* What the task requires *
Report only the number of lines that contain the string "nothing" in the records below.

[Stored data entries]
PR #48708, opened 2026-08-10
[router] Remove navigator level `initialRouteName` prop

Ubax:
# Why

For a long time now router exposed an `unstable_setting` for `initialRouteName`. It is much more handy from routing logic perspective then the prop, because it is known in advance and stable across the app runtime.

This PR removes the additional `initialRouteName` from all the navigators leaving the file level one as the only way to configure initial route name

# How

1. Remove `initialRouteName` from public props
2. Replace `<SomeNavigator initialRouteName` with `unstable_settings: { initialRouteName: '...' }, <SomeNavigator` in tests

# Test Plan

CI

# Checklist

### DIFF
--- a/packages/expo-router/CHANGELOG.md
+++ b/packages/expo-router/CHANGELOG.md
@@ -4,6 +4,7 @@
 
 ### 🛠 Breaking changes
 
+- Remove the `initialRouteName` prop from Expo Router navigators. Configure the initial route with `unstable_settings.initialRouteName` in the route layout instead. ([#48708](https://github.com/expo/expo/pull/48708) by [@Ubax](https://github.com/Ubax))
 - Remove `NavigationContainerRefContext` fallback in `useNavigation`. The hook now throws when called outside a navigator, including components rendered via `ExpoRoot`'s `wrapper` prop. ([#48638](https://github.com/expo/expo/pull/48638) by [@Ubax](https://github.com/Ubax))
 - Allow `key` to be `undefined` in the `Descriptor` type and in routes passed to screen `options`, navigator `screenOptions`, and `RouteGroupConfig.screenOptions` callbacks. ([#48596](https://github.com/expo/expo/pull/48596) by [@Ubax](https://github.com/Ubax))
 - Unify JS Tabs, TopTabs, Drawer, and headless tabs with NativeTabs - only screens declared in the layout become visible. ([#48499](https://github.com/expo/expo/pull/48499) by [@Ubax](https://github.com/Ubax))
@@ -33,6 +34,7 @@
 
 ### 🐛 Bug fixes
 
+- Make layouts with explicitly declared screens honor `unstable_settings.initialRouteName` instead of declaration order, which can change deep-link back stacks. ([#48708](https://github.com/expo/expo/pull/48708) by [@Ubax](https://github.com/Ubax))
 - Prevent unfocused nested native tab navigators from redirecting global router state. ([#48257](https://github.com/expo/expo/pull/48257) by [@Ubax](https://github.com/Ubax))
 - Fixed `Tabs` and `TopTabs` (`expo-router/js-tabs`, `expo-router/js-top-tabs`) not being usable from RSC ([#48330](https://github.com/expo/expo/pull/48330) by [@Ubax](https://github.com/Ubax))
 - Redirect fully guarded navigators to parent ([#47984](https://github.com/expo/expo/pull/47984) by [@Ubax](https://github.com/Ubax))
--- a/packages/expo-router/src/Route.tsx
+++ b/packages/expo-router/src/Route.tsx
@@ -81,6 +81,42 @@ export function useRouteNode(): RouteNode | null {
   return use(CurrentRouteContext);
 }
 
+export function findRouteNodeByName(
+  children: RouteNode[] | undefined,
+  routeName: string | undefined
+): RouteNode | undefined {
+  if (!routeName) {
+    return undefined;
+  }
+  return children?.find(
+    (child) => child.route === routeName || child.route === `${routeName}/index`
+  );
+}
+
+export function getValidInitialRoute(
+  node: RouteNode | null,
+  initialRouteName = node?.initialRouteName,
+  groupName?: string
+): RouteNode | undefined {
+  if (!node || !initialRouteName) {
+    return undefined;
+  }
+  const route = findRouteNodeByName(node.children, initialRouteName);
+  if (!route) {
+    throw new Error(
+      `The initial route name "${initialRouteName}"${groupName ? ` for group "${groupName}"` : ''} was not found in the layout at "${node.contextKey}". ` +
+        `Available routes are: ${node.children.map(({ route }) => `"${route}"`).join(', ')}. ` +
+        'Set `unstable_settings.initialRouteName` to the name of a route in this layout.'
+    );
+  }
+  return route;
+}
+
+export const getValidInitialRouteName = (
+  node: RouteNode | null,
+  initialRouteName = node?.initialRouteName
+) => getValidInitialRoute(node, initialRouteName)?.route;
+
 export function useContextKey(): string {
   const node = useRouteNode();
   if (node == null) {
--- a/packages/expo-router/src/__tests__/getRoutes.test.ios.ts
+++ b/packages/expo-router/src/__tests__/getRoutes.test.ios.ts
@@ -601,26 +601,25 @@ describe('anchor', () => {
   });
 
   it(`throws if anchor does not match a route`, () => {
-    expect(() => {
+    expect(() =>
       getRoutes(
         inMemoryContext({
           _layout: {
-            unstable_settings: {
-              anchor: 'c',
-            },
+            unstable_settings: { anchor: 'c' },
             default: () => null,
           },
           a: () => null,
           b: () => null,
-        })
-      );
-    }).toThrowErrorMatchingInlineSnapshot(
-      `"Layout ./_layout.js has invalid anchor 'c'. Valid options are: 'a', 'b'"`
+        }),
+        { skipGenerated: true }
+      )
+    ).toThrow(
+      'The initial route name "c" was not found in the layout at "./_layout.js". Available routes are: "a", "b". Set `unstable_settings.initialRouteName` to the name of a route in this layout.'
     );
   });
 
   it(`throws if anchor with group selection does not match a route`, () => {
-    expect(() => {
+    expect(() =>
       getRoutes(
         inMemoryContext({
           '(a,b)/_layout': {
@@ -635,11 +634,46 @@ describe('anchor', () => {
             default: () => null,
           },
           '(a,b)/c': () => null,
-        })
-      );
-    }).toThrowErrorMatchingInlineSnapshot(
-      `"Layout ./(a,b)/_layout.js has invalid anchor 'd' for group '(b)'. Valid options are: 'c'"`
+        }),
+        { skipGenerated: true }
+      )
+    ).toThrow(
+      'The initial route name "d" for group "b" was not found in the layout at "./(a,b)/_layout.js". Available routes are: "c". Set `unstable_settings.initialRouteName` to the name of a route in this layout.'
     );
+  });
+
+  it(`does not label a shared anchor as group-specific`, () => {
+    expect(() =>
+      getRoutes(
+        inMemoryContext({
+          '(a)/_layout': {
+            unstable_settings: { anchor: 'missing' },
+            default: () => null,
+          },
+          '(a)/index': () => null,
+        }),
+        { skipGenerated: true }
+      )
+    ).toThrow(
+      'The initial route name "missing" was not found in the layout at "./(a)/_layout.js". Available routes are: "index".'
+    );
+  });
+
+  it(`resolves a directory anchor to its index route entry point`, () => {
+    const routes = getRoutes(
+      inMemoryContext({
+        _layout: {
+          unstable_settings: { anchor: 'a' },
+          default: () => null,
+        },
+        'a/index': () => null,
+        b: () => null,
+      }),
+      { skipGenerated: true }
+    );
+
+    expect(routes?.initialRouteName).toBe('a/index');
+    expect(routes?.children[0]?.entryPoints).toContain('./a/index.js');
   });
 });
 
--- a/packages/expo-router/src/getRoutesCore.ts
+++ b/packages/expo-router/src/getRoutesCore.ts
@@ -1,4 +1,9 @@
-import type { DynamicConvention, MiddlewareNode, RouteNode } from './Route';
+import {
+  getValidInitialRoute,
+  type DynamicConvention,
+  type MiddlewareNode,
+  type RouteNode,
+} from './Route';
 import {
   matchArrayGroupName,
   matchDynamicName,
@@ -933,6 +938,7 @@ function crawlAndAppendInitialRoutesAndEntryFiles(
       return child.route.replace(/\/index$/, '') === groupName;
     });
     let anchor = childMatchingGroup?.route;
+    let anchorGroupName: string | undefined;
     // We may strip loadRoute during testing
     if (!options.internal_stripLoadRoute) {
       const loaded = node.loadRoute();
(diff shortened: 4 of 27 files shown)


packages/expo-router/src/Route.tsx
```diff
@@ -81,6 +81,16 @@ export function useRouteNode(): RouteNode | null {
   return use(CurrentRouteContext);
 }
 
+export function getValidInitialRouteName(node: RouteNode | null): string | undefined {
```
jakub-agent: [🏗️ **design**] An anchor that resolves to nothing is now dropped silently. Before this PR an unresolvable value reached `useNavigationBuilder`, which throws `Couldn't find a screen named '<name>' to use as 'initialRouteName'.` (`react-navigation/core/useNavigationBuilder.tsx:312`) — that was reachable for NativeTabs, which passed `routeNode?.initialRouteName` straight through.

Not crashing is an improvement, but with the prop gone `unstable_settings` is the only way to set an anchor, so a typo (`initialRouteName: 'idnex'`) now produces no signal at all — the layout just starts on a different screen. Consider a `__DEV__` warning here when `node.initialRouteName` is set but no child matches, listing `node.children.map(c => c.route)` the way `getSortedChildren` does for unmatched `<Screen name>` values.

A navigator-level test for this path would also be useful: the unit tests cover the helper, but nothing asserts that an invalid `unstable_settings.initialRouteName` no longer throws when rendering a layout.

packages/expo-router/src/ui/TabContext.tsx
```diff
@@ -22,17 +22,20 @@ export type ExpoTabsNavigatorScreenOptions = {
...
 
-export type ExpoTabsNavigatorOptions = DefaultNavigatorOptions<
-  ParamListBase,
-  string | undefined,
-  TabNavigationState<ParamListBase>,
-  ExpoTabsScreenOptions,
-  TabNavigationEventMap,
-  ExpoTabsNavigationProp<ParamListBase>
-> &
+export type ExpoTabsNavigatorOptions = Omit<
```
jakub-agent, line 25: [🏗️ **design**] Headless Tabs loses the prop here, but `ui/Tabs.tsx:163-185` still passes `routeNode.initialRouteName` into `useNavigationBuilder` unvalidated — so `unstable_settings` becomes the only input for the one navigator that does not validate it. `useNavigationBuilder` throws when the name is not among the registered screens, so a typo hard-crashes headless Tabs while every other navigator in this PR silently ignores it.

Note `getValidInitialRouteName` is not a drop-in fix here: headless Tabs registers screens from the declared triggers (`useTriggersToScreens` → `common.tsx:189`, `name: config.routeNode.route`), not from `node.children`, so the anchor has to be validated against the trigger-derived routes. An anchor pointing at a filesystem route with no `<TabTrigger>` throws even when it is spelled correctly.

Is leaving `ui/Tabs.tsx` untouched intentional, or out of scope for this PR?

packages/expo-router/src/standard-navigation/index.tsx
```diff
@@ -173,13 +174,14 @@ export function unstable_integrateWithRouter<
...
   function StandardRouterNavigator(props: NavPropsType) {
+    const routeNode = useRouteNode();
     const { extraProps, useNavigationBuilderProps } = partitionNavigatorProps<
       NavigatorOptions,
       State,
       EventMap,
       NavigatorProps,
       RouterOptions
-    >(props);
+    >(props, getValidInitialRouteName(routeNode));
```
jakub-agent, line 184: [🏗️ **design**] This line does more than replace a removed prop. Previously `partitionNavigatorProps` took `initialRouteName` from props only, so `unstable_settings.initialRouteName` never reached the router for `Stack`, `Tabs`, `Drawer` or `TopTabs` — it took effect only through `sortRoutesWithInitial`, which `getSortedChildren` skips once the layout declares its own screens (`useScreens.tsx:98-160`, declaration order wins). So a layout that declares `<Stack.Screen name="index" />` before `<Stack.Screen name="a" />` with `initialRouteName: 'a'` previously anchored on `index` and now anchors on `a`; the updated first test in `issues.test.ios.tsx` is exactly that shape.

That looks like the fix this PR is really delivering, but the CHANGELOG only mentions the prop removal. Worth calling out separately, since apps that declare screens explicitly will see their deep-link back stack change without touching any code.

packages/expo-router/src/Route.tsx
```diff
@@ -81,6 +81,16 @@ export function useRouteNode(): RouteNode | null {
...
+  const initialRouteName = node?.initialRouteName;
+  if (!initialRouteName) {
+    return undefined;
+  }
+  return node?.children.find(
+    (child) => child.route === initialRouteName || child.route === `${initialRouteName}/index`
```
jakub-agent: [💡 suggestion] This predicate is byte-for-byte the one in `getSortedChildren` (`useScreens.tsx:106`), and a fourth variant of the same lookup lives in `GuardContext.findDefaultRedirectRouteInNavigator` (`child.route === node.initialRouteName || normalizeRouteName(child.route) === node.initialRouteName`) plus `findRouteByName` in `useVisibleTabsWithRedirect`. They agree today, but they are independent spellings of one rule (`a` matches `a/index`), so they will drift.

Since this PR makes `unstable_settings` the single source of the anchor, it seems like the right moment to extract one helper — e.g. `findChildByRouteName(children, name)` — and use it from all four sites.

packages/expo-router/CHANGELOG.md
```diff
@@ -4,6 +4,7 @@
 
 ### 🛠 Breaking changes
 
+- Remove the `initialRouteName` prop from Expo Router navigators.
```
jakub-agent: [💡 suggestion] Two things on this entry (the missing PR/author attribution is already covered by expo-bot's suggestion above):

1. **Scope.** "Expo Router navigators" is broader than what changed. `Navigator` and `Slot` still accept and forward `initialRouteName` (`views/Navigator.tsx:31,44,73` — and it is documented that way in `docs/pages/router/migrate/from-react-navigation.mdx:387`), and so does the JS stack exported from `expo-router/js-stack`, since `withLayoutContext` forwards props to `createStackNavigator`, which still destructures `initialRouteName`. If those exclusions are intentional, saying which navigators are affected would help; if not, they look like gaps.

2. **Migration path.** A breaking entry that removes a prop should name the replacement: use `unstable_settings = { initialRouteName: '…' }` in the layout file instead.

jakub-agent (commented):

The direction is right: `unstable_settings.initialRouteName` becomes the single way to set an anchor, and the type-level `Omit`s cover every navigator built on `unstable_integrateWithRouter` (`Stack`, `Tabs`, `Drawer`, `TopTabs`) plus the experimental stack, the web modal stack, and NativeTabs. The new `getValidInitialRouteName` validates against `node.children` and returns `child.route`, which matches the screen names that `useSortedScreens` registers, so the resolution domain is correct for those navigators.

Two things stand out.

**1. The change does more than remove a prop.** Before this PR, the standard navigators never received the anchor as a router option — `partitionNavigatorProps` read it from props only, and the anchor took effect indirectly through `sortRoutesWithInitial`. That sorting is skipped when a layout declares its screens (`getSortedChildren` uses declaration order once `order` is non-empty), so an anchor that was not the first declared screen was silently ignored. It is now honoured. The modified test in `issues.test.ios.tsx` encodes exactly this case. That is a user-visible behaviour change for existing apps, and the CHANGELOG entry does not mention it.

**2. Diagnostics get quieter, and one navigator is left out.** An unresolvable anchor used to throw from `useNavigationBuilder` (`Couldn't find a screen named '…' to use as 'initialRouteName'.`); it is now dropped silently. Headless Tabs (`expo-router/ui`) loses the prop in this PR but still forwards the raw value, so it keeps throwing — the two paths now disagree.

Also worth filling in: the PR body is still the unedited template (no Why / How / Test Plan) for a change marked as breaking.

CI is green on this commit.

packages/expo-router/src/Route.tsx
Ubax: Show a warning validated against the filesystem/manifest/routes config. Show the wrong name, and available ones. Show the file path to the incorrect layout

packages/expo-router/src/ui/TabContext.tsx
Ubax: Use getValidInitialRouteName here as well

packages/expo-router/src/standard-navigation/index.tsx
Ubax: Add an entry to bug-fixes as well

packages/expo-router/src/Route.tsx
Ubax: Do it

packages/expo-router/CHANGELOG.md
Ubax: > Scope. "Expo Router navigators" is broader than what changed. Navigator and Slot still accept and forward initialRouteName (views/Navigator.tsx:31,44,73

Unify with other navigators as well

> and it is documented that way in docs/pages/router/migrate/from-react-navigation.mdx:387

Add TODO to update docs after the migration

> and so does the JS stack exported from expo-router/js-stack, since withLayoutContext forwards props to createStackNavigator, which still destructures initialRouteName. 

Unify with other navigators as well

> Migration path. A breaking entry that removes a prop should name the replacement: use

Add a todo to update docs after migration

packages/expo-router/src/getRoutesCore.ts
```diff
@@ -961,27 +966,12 @@ function crawlAndAppendInitialRoutesAndEntryFiles(
...
-          throw new Error(
-            `Layout ${node.contextKey} has invalid anchor '${anchor}'. Valid options are: ${validAnchorRoutes}`
-          );
-        }
-      }
-
       // Navigators can add initialRoutes into the history, so they need to be included in the entryPoints
-      node.initialRouteName = anchor;
-      entryPoints.push(anchorRoute.contextKey);
+      const anchorRoute = getValidInitialRoute(node, anchor);
```
jakub-agent: [🏗️ **design**] This turns a hard error into a warning, which is a second breaking change and is not in the CHANGELOG. Previously an invalid anchor failed route-tree construction (`Layout ./_layout.js has invalid anchor 'c'. Valid options are: 'a', 'b'`) in every environment; now `getValidInitialRoute` only warns under `process.env.NODE_ENV !== 'production'`, so in a production bundle an invalid anchor is completely silent and `node.initialRouteName` just becomes `undefined` — deep-link back stacks quietly stop working.

Relaxing this makes sense for the case the old check got wrong: it compared `child.route === anchor` exactly, so `initialRouteName: 'a'` with `app/a/index.tsx` threw even though it is valid. Now that `findRouteNodeByName` resolves that, the remaining failures are genuine typos — is a warning still the right level, or would keeping the throw for the unresolvable case be better? Either way it deserves a CHANGELOG entry, since anyone relying on the build-time error loses it.

packages/expo-router/src/Route.tsx
```diff
@@ -81,6 +81,40 @@ export function useRouteNode(): RouteNode | null {
...
+export function getValidInitialRoute(
+  node: RouteNode | null,
+  initialRouteName = node?.initialRouteName
+): RouteNode | undefined {
+  if (!node || !initialRouteName) {
+    return undefined;
+  }
+  const route = findRouteNodeByName(node.children, initialRouteName);
+  if (!route && process.env.NODE_ENV !== 'production') {
+    console.warn(
```
jakub-agent: [🏗️ **design**] This warning will repeat for a single typo. `getRoutes` only runs the crawl when `!options.ignoreEntryPoints` (`getRoutesCore.ts:125`), and the runtime store passes `ignoreEntryPoints: true` (`global-state/useStore.ts:43`) — so in an app `node.initialRouteName` keeps the raw, unvalidated value from `getLayoutNode`, and the render-time calls are the ones doing the work. `getValidInitialRoute` is called straight from the body of `StandardRouterNavigator`, `Navigator`, `SlotNavigator`, `JSStack`, `useTabsWithTriggers`, `ExperimentalStackNavigator` and `ModalStackNavigator`, none of them memoized, so an invalid anchor logs once per render of that layout (twice under StrictMode's double render, plus once more from `useVisibleTabsWithRedirect`).

The new `warns instead of throwing for an invalid configured anchor` test confirms the render-time path is the live one, and `toHaveBeenCalledWith` passes regardless of count, so it won't catch the repetition.

A `warnOnce` keyed by `node.contextKey` would fix it. Alternatively, warn once at the `getRoutes`/store boundary where the raw setting is first seen and keep this function pure — the render-time call sites only need the resolution, not the diagnostic.

packages/expo-router/src/layouts/GuardContext.tsx
```diff
@@ -119,17 +119,11 @@ function removeFallbacksTargetingNavigator(
 }
 
 function findDefaultRedirectRouteInNavigator(
-  node: Pick<RouteNode, 'children' | 'initialRouteName'>,
+  node: RouteNode,
   guardedRedirects: GuardedRedirects
 ): RouteNode | undefined {
+  const anchor = getValidInitialRoute(node);
```
jakub-agent, line 125: [💡 suggestion] The anchor is resolved here but the sort on the next line still gets the raw value: `sortRoutesWithInitial(node.initialRouteName)` compares `a.route === initialRouteName` exactly (`sortRoutes.ts:64-71`), so for `initialRouteName: 'a'` with a child `a/index` it silently no-ops while `anchor` above resolves correctly. `getSortedChildren` (`useScreens.tsx:174`) passes the same raw value.

Since the router now receives the resolved name explicitly, the sort may just be redundant for the anchor — but as written the two lines disagree about what `node.initialRouteName` means. Passing `anchor?.route` here (and the resolved name in `useScreens`) would make them consistent.

packages/expo-router/src/__tests__/getRoutes.test.ios.ts
```diff
@@ -635,11 +638,31 @@ describe('anchor', () => {
...
-        })
-      );
-    }).toThrowErrorMatchingInlineSnapshot(
-      `"Layout ./(a,b)/_layout.js has invalid anchor 'd' for group '(b)'. Valid options are: 'c'"`
+        }),
+        { skipGenerated: true }
+      )
+    ).toBeDefined();
+    expect(warnSpy).toHaveBeenCalledWith(
+      'The initial route name "d" was not found in the layout at "./(a,b)/_layout.js". Available routes are: "c".'
```
jakub-agent: [💡 suggestion] This assertion shows the diagnostic losing information the old error carried. The previous message was `Layout ./(a,b)/_layout.js has invalid anchor 'd' for group '(b)'. Valid options are: 'c'` — for an array group with per-group `unstable_settings` (the documented shared-routes pattern), the layout is crawled once per group and the old error said which group's setting was wrong. The new message is identical for both groups, so the user has to guess.

`groupName` is in scope at the call site, so it could be threaded into `getValidInitialRoute` and appended when present.

packages/expo-router/src/standard-navigation/useVisibleTabsWithRedirect.ts
```diff
@@ -65,8 +65,9 @@ export function useVisibleTabsWithRedirect<
     if (guardRedirect !== undefined) {
       return guardRedirect;
     }
+    const initialRouteName = getValidInitialRouteName(routeNode);
```
jakub-agent: [🐧 nit] The memo now reads `routeNode.children` through the helper, but the dependency list below is still `[buildHref, guardRedirect, routeNode?.initialRouteName, visibleRoutes]`. `visibleRoutes` changes whenever the tree is rebuilt, so this is unlikely to be observable today, but the deps no longer describe what the memo reads — `routeNode` would.

jakub-agent (approved):

**Iteration 2** — re-reviewed after the force-push (`40db57c` → `7255731f`, now 26 files). Every point from the previous review is addressed, and the new tests are the right ones:

- `findRouteNodeByName` is extracted and reused by `getSortedChildren`, `GuardContext`, and `getValidInitialRoute` — the divergent spellings are gone.
- `getValidInitialRoute` warns in development instead of dropping an unresolvable anchor silently.
- `ui/Tabs.tsx` validates the anchor, and `UseTabsOptions` omits the prop.
- `Navigator`, `Slot`, and `expo-router/js-stack` lose the prop too, with type tests asserting it and runtime overrides that beat a stale JS prop.
- The CHANGELOG now carries attribution, the `unstable_settings` migration path, and a separate bug-fix entry for the anchor being honoured with explicitly declared screens.

One correction to my previous review: I claimed headless Tabs registers its screens from the declared triggers, so validating against `node.children` would be the wrong domain. That was wrong — `useTriggersToScreens` passes the trigger screens to `useSortedScreens` as *ordering* only, and all filesystem children are still registered, so `node.children` is the correct domain and an anchor without a trigger never threw (the pre-existing `falls back to the first trigger…` test covers that). The change to `ui/Tabs.tsx` is still worth having for consistency and for the typo case.

Four follow-ups below, none of them blocking. The one I would still do before merge is the CHANGELOG: replacing the `getRoutesCore` throw with a warning is a second breaking change in this PR and is not recorded anywhere. The PR body is also still the unedited template, which is thin for a change of this shape.

Approving — the remaining items are diagnostics and polish, not correctness. All four `jest-ubuntu` shards pass on `7255731f`; the native build jobs were still running when this was written.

* Exercise output *
2